Search code examples
scalaapache-sparkapache-spark-datasettype-parameter

How to create Dataset with case class Type Parameter ? (Unable to find encoder for type T)


I'm trying to create a Dataset from a RDD of type T, which is known to be a case class, passed as parameter of my function. Problem is, implicits Encoders do not apply here. How should I set my type parameter to be able to create a Dataset ?

I've tried to set T as T: ClassTag or use implicit ClassTag but it didn't help. If I use this code providing the Type, it works, so no problem with the specific class type I want to pass (basic case class).

In my use case, I do other things in the function but here is the basic problem.

def createDatasetFromRDD[T](rdd: RDD[T])(implicit tag: ClassTag[T]): Dataset[T] = {
  // Convert RDD to Dataset
  sparkSession.createDataset(rdd)
}

I get the error message :

error: Unable to find encoder for type T. An implicit Encoder[T] is needed to store T instances in a Dataset.
 Primitive types (Int, String, etc) and Product types (case classes) are supported by importing spark.implicits._  Support for serializing other types will be added in future releases.

Any help or suggestion ?

EDIT :

T is known to be a case class. I know case classes can use the product Encoder, so I basically want to let scala know it can use this one. Kryo sounds good but does not provide advantages of product Encoder.


Solution

  • I searched and found the solution without using Kryo when you know Product Encoder should be enough.

    TLDR

    def createDatasetFromRDD[T <: Product : TypeTag](rdd: RDD[T]): Dataset[T] = {
      // Convert RDD to Dataset
      sparkSession.createDataset(rdd)(Encoders.product[T])
    }
    

    Explanation :

    Kryo has some disadvantages that are explained here. Instead, why not use the Product encoder, that is actually the one that spark uses for case classes ?

    So if I go :

      sparkSession.createDataset(rdd)(Encoders.product[T])
    

    I get error type arguments [T] do not conform to method product's type parameter bounds [T <: Product]. Alright then, let's mention Product :

    def createDatasetFromRDD[T <: Product](rdd: RDD[T]): Dataset[T]
    

    Now I got No TypeTag available for T. That's ok, let's put a TypeTag !
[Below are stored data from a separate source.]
Issue #1036, opened 2016-12-19
Support returning ServiceWorker Client environments from `Clients.matchAll()`


wanderview:
Now that we support matching uncontrolled Client environments it seems we should reasonably be able to get a Client object for a ServiceWorker.  I believe the spec mostly already supports this as it doesn't explicitly exclude ServiceWorker environments.  We just need to add a "serviceworker" enum value to ClientType.

jakearchibald:
I like the idea of eventually making the clients API available to documents, so yeah, it makes sense to surface service worker clients here.

wanderview:
Well, this is possible even without window.clients.  If you have two service workers registered for the same origin and one does `clients.matchAll({ includeUncontrolled: true})` it should in theory include the other service worker as a Client if it happens to be running.

jungkees:
I'll review https://github.com/w3c/ServiceWorker/pull/1074.

> I like the idea of eventually making the clients API available to documents,

That seems like a good direction, but I'm worried the API as-is seems a bit awkward for the case between non-service worker clients. `window.clients.get(idOfAnotherWindow).then(client => client.postMessage(msg));` will land on `navigator.serviceWorker`. This seems to be a separate issue if we would work on that.

wanderview:
Yes, that is issue #955.

> That seems like a good direction, but I'm worried the API as-is seems a bit awkward for the case between non-service worker clients. window.clients.get(idOfAnotherWindow).then(client => client.postMessage(msg)); will land on navigator.serviceWorker. This seems to be a separate issue if we would work on that.

My proposal to fix that is in this comment:

https://github.com/w3c/ServiceWorker/issues/955#issuecomment-261056530

TravisGit:
https://github.com/wanderview/ServiceWorker/commit/e4205076e7fb59356655bcc47c6ce5a8048afb95

monica-ch:
[Bug triage] keeping it open, but think of other cases of unnecessary communication with service workers via post messages

PR #1074, opened 2017-02-15
Add Client type for ServiceWorkerGlobalScope environments

wanderview:
This pull request is broken up into two commits:

1. First we rename the current 'service worker client' concept to just 'client'.  I think this makes sense because the client concept is more general than just service workers and we would like to expose it to other places in the future.  Also, I need the 'service worker client' name to represent my new client type.
2. Add the service worker client type.

This PR addresses issue #1036.

### DIFF
--- a/docs/index.bs
+++ b/docs/index.bs
@@ -231,7 +231,9 @@ spec: webappsec-referrer-policy; urlPrefix: https://w3c.github.io/webappsec-refe
 
     A <dfn export id="dfn-sharedworker-client">shared worker client</dfn> is a [=/client=] whose [=environment settings object/global object=] is a {{SharedWorkerGlobalScope}} object.
 
-    A <dfn export id="dfn-worker-client">worker client</dfn> is either a <a>dedicated worker client</a> or a <a>shared worker client</a>.
+    A <dfn export id="dfn-serviceworker-client">service worker client</dfn> is a [=/client=] whose [=environment settings object/global object=] is a {{ServiceWorkerGlobalScope}} object.
+
+    A <dfn export id="dfn-worker-client">worker client</dfn> is a <a>dedicated worker client</a>, a <a>shared worker client</a>, or a <a>service worker client</a>.
   </section>
 
   <section>
@@ -999,6 +1001,7 @@ spec: webappsec-referrer-policy; urlPrefix: https://w3c.github.io/webappsec-refe
         1. If the [=context object=]'s [=Client/client=] is a type of [=environment=] or is a [=window client=], return {{ClientType/"window"}}.
         1. Else if the [=context object=]'s [=Client/client=] is a [=dedicated worker client=], return {{ClientType/"worker"}}.
         1. Else if the [=context object=]'s [=Client/client=] is a [=shared worker client=], return {{ClientType/"sharedworker"}}.
+        1. Else if the [=context object=]'s [=Client/client=] is a [=service worker client=], return {{ClientType/"serviceworker"}}.
     </section>
 
     <section>
@@ -1129,6 +1132,7 @@ spec: webappsec-referrer-policy; urlPrefix: https://w3c.github.io/webappsec-refe
         "window",
         "worker",
         "sharedworker",
+        "serviceworker",
         "all"
       };
     </pre>
@@ -1189,6 +1193,7 @@ spec: webappsec-referrer-policy; urlPrefix: https://w3c.github.io/webappsec-refe
                 1. Add |client| to |targetClients|.
             1. Let |matchedClients| be an empty array.
             1. For each [=/client=] |client| in |targetClients|:
+                1. If |client|'s [=environment settings object/global object=] is the [=current global object=], then continue to the next iteration of the loop.
                 1. If |options|.{{ClientQueryOptions/type}} is {{ClientType/"window"}} or {{ClientType/"all"}}, and |client| is a type of <a>environment</a> or is a <a>window client</a>, then:
                     1. Let |browsingContext| be null.
                     1. Let |isClientEnumerable| be true.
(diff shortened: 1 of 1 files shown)


docs/index.bs
```diff
@@ -214,36 +214,36 @@ spec: webappsec-referrer-policy; urlPrefix: https://w3c.github.io/webappsec-refe
...
     </section>
   </section>
 
-  <section dfn-for="service worker client">
-    <h3 id="service-worker-client-concept">Service Worker Client</h3>
+  <section dfn-for="client">
+    <h3 id="client-concept">Client</h3>
 
-    A <dfn export id="dfn-service-worker-client" for="">service worker client</dfn> is a type of <a>environment</a> or <a>environment settings object</a>.
+    A <dfn export id="dfn-client" for="">client</dfn> is a type of <a>environment</a> or <a>environment settings object</a>.
```
jungkees: Question to @annevk in spec maintenance perspective: generally when we change definitions, changing dfn's id would be okay? (They may break existing links.) Or should we retain the ids even if they sound wrong after the change?

docs/index.bs
```diff
@@ -1260,15 +1260,15 @@ spec: webappsec-referrer-policy; urlPrefix: https://w3c.github.io/webappsec-refe
         1. If the [=ServiceWorkerGlobalScope/service worker=] is not an <a>active worker</a>, return a <a>promise</a> rejected with an "{{InvalidStateError}}" exception.
         1. Let |promise| be a new <a>promise</a>.
         1. Run the following substeps <a>in parallel</a>:
-            1. For each [=/service worker client=] |client| whose [=service worker client/origin=] is the <a lt="same origin">same</a> as the [=ServiceWorkerGlobalScope/service worker=]'s [=environment settings object/origin=]:
+            1. For each [=/client=] |client| whose [=client/origin=] is the <a lt="same origin">same</a> as the [=ServiceWorkerGlobalScope/service worker=]'s [=environment settings object/origin=]:
```
jungkees: It seems the service worker client itself should be excluded from claiming.

docs/index.bs
```diff
@@ -1210,7 +1215,13 @@ spec: webappsec-referrer-policy; urlPrefix: https://w3c.github.io/webappsec-refe
                     1. If |isClientEnumerable| is true, then:
                         1. Let |windowClient| be the result of running <a>Create Window Client</a> algorithm with |client|, |visibilityState|, |focusState|, and |ancestorOrigins| as the arguments.
                         1. Add |windowClient| to |matchedClients|.
-                1. Else if |options|.{{ClientQueryOptions/type}} is {{ClientType/"worker"}} or {{ClientType/"all"}} and |client| is a <a>dedicated worker client</a>, or |options|.{{ClientQueryOptions/type}} is {{ClientType/"sharedworker"}} or {{ClientType/"all"}} and |client| is a <a>shared worker client</a>, then:
+                1. Else if |options|.{{ClientQueryOptions/type}} is {{ClientType/"worker"}} or {{ClientType/"all"}} and |client| is a <a>dedicated worker client</a>, then:
```
jungkees: The sub steps of the "else if" steps seem to be repeated here. How about we make the above window client "if" block continue to the next iteration after its own substeps. And do the following for worker blocks:

Add the result of running <a>Create Client</a> algorithm with |client| to |matchedClients| if any of the following are true:
 - |options|.{{ClientQueryOptions/type}} is {{ClientType/"worker"}} or {{ClientType/"all"}} and |client| is a <a>dedicated worker client</a>
 - |options|.{{ClientQueryOptions/type}} is {{ClientType/"sharedworker"}} or {{ClientType/"all"}} and |client| is a <a>shared worker client</a>
 - |options|.{{ClientQueryOptions/type}} is {{ClientType/"serviceworker"}} or {{ClientType/"all"}} and |client| is a <a>service worker client</a>

jungkees:
Additionally, I think we need to sort out how `client.reserved` works for service worker clients. `reserved` becomes false when client's [execution ready flag](https://html.spec.whatwg.org/multipage/webappapis.html#concept-environment-execution-ready-flag) is set. IMO, the flag should be set during the first service worker run in Run Service Worker algorithm. If you need my help here, let me know.

ylafon:

docs/index.bs
annevk: I'd generally try to preserve IDs somehow since links that don't work are annoying. bikeshed has an `oldids` feature you could maybe use if you really wanted to change the ID.

jungkees: `oldids` sounds good. @wanderview, please preserve the IDs. I'll at some point sort out the IDs that need changes using `oldids`.

docs/index.bs
```diff
@@ -214,36 +214,38 @@ spec: webappsec-referrer-policy; urlPrefix: https://w3c.github.io/webappsec-refe
...
+      A user agent *must* persistently keep a list of <a>registered</a> [=/service worker registrations=] unless otherwise they are explicitly <a>unregistered</a>. A user agent has a <a>scope to registration map</a> that stores the entries of the tuple of [=/service worker registration=]'s [=service worker registration/scope url=] and the corresponding [=/service worker registration=]. The lifetime of [=/service worker registrations=] is beyond that of the {{ServiceWorkerRegistration}} objects which represent them within the lifetime of their corresponding [=/clients=].
     </section>
   </section>
 
-  <section dfn-for="service worker client">
-    <h3 id="service-worker-client-concept">Service Worker Client</h3>
+  <section dfn-for="client">
+    <h3 id="client-concept">Client</h3>
```
jungkees: Preserved the old id here.

docs/index.bs
```diff
@@ -969,36 +971,37 @@ spec: webappsec-referrer-policy; urlPrefix: https://w3c.github.io/webappsec-refe
       };
     </pre>
 
-    A {{Client}} object has an associated <dfn for="Client">service worker client</dfn> (a [=/service worker client=]).
+    A {{Client}} object has an associated <dfn for="Client">client</dfn> (a [=/client=]).
 
     A {{Client}} object has an associated <dfn for="Client">reserved state</dfn>, which is either true or false.
 
-    A {{WindowClient}} object has an associated <dfn id="dfn-service-worker-client-visibilitystate">visibility state</dfn>, which is one of {{Document/visibilityState}} attribute value.
+    A {{WindowClient}} object has an associated <dfn id="dfn-client-visibilitystate">visibility state</dfn>, which is one of {{Document/visibilityState}} attribute value.
```
jungkees: Preserved the old id here.

docs/index.bs
```diff
@@ -969,36 +971,37 @@ spec: webappsec-referrer-policy; urlPrefix: https://w3c.github.io/webappsec-refe
...
 
-    A {{WindowClient}} object has an associated <dfn id="dfn-service-worker-client-focusstate">focus state</dfn>, which is either true or false (initially false).
+    A {{WindowClient}} object has an associated <dfn id="dfn-focusstate">focus state</dfn>, which is either true or false (initially false).
```
jungkees: Preserved the old id here.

    def createDatasetFromRDD[T <: Product : TypeTag](rdd: RDD[T]): Dataset[T]
    

    And that's it ! Now you can provide a case class type to this function and the product Encoder will be used without any other code needed. In case your class doesn't apply to [T <: Product] then you may want to look into kode's answer.

    EDIT

    As commented by Luis Miguel Mejía Suárez, another solution is to provide an encoder like this:

    def createDatasetFromRDD[T : Encoder](rdd: RDD[T]): Dataset[T]
    

    and the caller is the one with the responsability of having the encoder on the implicit scope, which if will be a case class, a simple import spark.implicits._ will be enough. And if not, then the user is the one that has to provide the kryo encoder.